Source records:
PR #764, opened 2017-08-28
feat(proper-imports): exports dist components from root

argshook:
this naively reads dist/src, takes all folders that have index.js and
puts componentName.js in root with `module.exports = require('./dist/src/componentName')`

this way it's possible to `import componentName from 'wix-style-react/componentName';`

@ranyitz something what we spoke about today, maybe good enough for starters


ranyitz:
@argshook, That looks wonderful.

What left to do IMHO:
1. Verify that all components follow the convention.
2. Test the script.
3. Think about Whether to put it on `.gitignore` or not.
If it will be on git, consider a pre-push hook, if it's not, consider a pre-release script.

nirhart:
@argshook do you see any case which it will break the current users?

argshook:
@nirhart it shouldn't because i only add new files and do not change any existing ones, all previous paths remain the same

ranyitz:
@argshook, @nirhart, What do you say about turning wix-style-react into a [monorepo](https://github.com/lerna/lerna) - every package would be isolated, development would be on one repository. there is no use case of taking the whole wix-style-react anyway.

nirhart:
@ranyitz I think that the downside of it its a much more difficult development process, and this library is under heavy development these days

PR #765, opened 2017-08-29
allow sending additional classnames

eyaleizenberg:


nirhart:
I'm sorry but I have to reject it. Wix-Style-React should support all the design you need and unify the design across Wix, if you have a different UX then the library then either we did it wrong or you.
It should go to the library UX Ben Benhorin first, and he can either approve it and we will all use your design or reject it and you will need to use the library design.

PR #767, opened 2017-08-29
fix: FieldWithSelection style

Varnius:
Fixed:
> 3.3 Field with selection check box size is 20px. Please update it to the right size 16px. Plus, checkbox label style should be T3.1


Varnius:
@nirhart Well, the actual component is /stories/FieldWithSelectionComposite and internally it uses FieldWithSelection as a template but template does not specify any of its children, including the checkbox I fixed.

- _EXERCISE_:
Every record shown above should be given back exactly.

- _OUTPUT_:
PR #764, opened 2017-08-28
feat(proper-imports): exports dist components from root

argshook:
this naively reads dist/src, takes all folders that have index.js and
puts componentName.js in root with `module.exports = require('./dist/src/componentName')`

this way it's possible to `import componentName from 'wix-style-react/componentName';`

@ranyitz something what we spoke about today, maybe good enough for starters


ranyitz:
@argshook, That looks wonderful.

What left to do IMHO:
1. Verify that all components follow the convention.
2. Test the script.
3. Think about Whether to put it on `.gitignore` or not.
If it will be on git, consider a pre-push hook, if it's not, consider a pre-release script.

nirhart:
@argshook do you see any case which it will break the current users?

argshook:
@nirhart it shouldn't because i only add new files and do not change any existing ones, all previous paths remain the same

ranyitz:
@argshook, @nirhart, What do you say about turning wix-style-react into a [monorepo](https://github.com/lerna/lerna) - every package would be isolated, development would be on one repository. there is no use case of taking the whole wix-style-react anyway.

nirhart:
@ranyitz I think that the downside of it its a much more difficult development process, and this library is under heavy development these days

PR #765, opened 2017-08-29
allow sending additional classnames

eyaleizenberg:


nirhart:
I'm sorry but I have to reject it. Wix-Style-React should support all the design you need and unify the design across Wix, if you have a different UX then the library then either we did it wrong or you.
It should go to the library UX Ben Benhorin first, and he can either approve it and we will all use your design or reject it and you will need to use the library design.

PR #767, opened 2017-08-29
fix: FieldWithSelection style

Varnius:
Fixed:
> 3.3 Field with selection check box size is 20px. Please update it to the right size 16px. Plus, checkbox label style should be T3.1


Varnius:
@nirhart Well, the actual component is /stories/FieldWithSelectionComposite and internally it uses FieldWithSelection as a template but template does not specify any of its children, including the checkbox I fixed.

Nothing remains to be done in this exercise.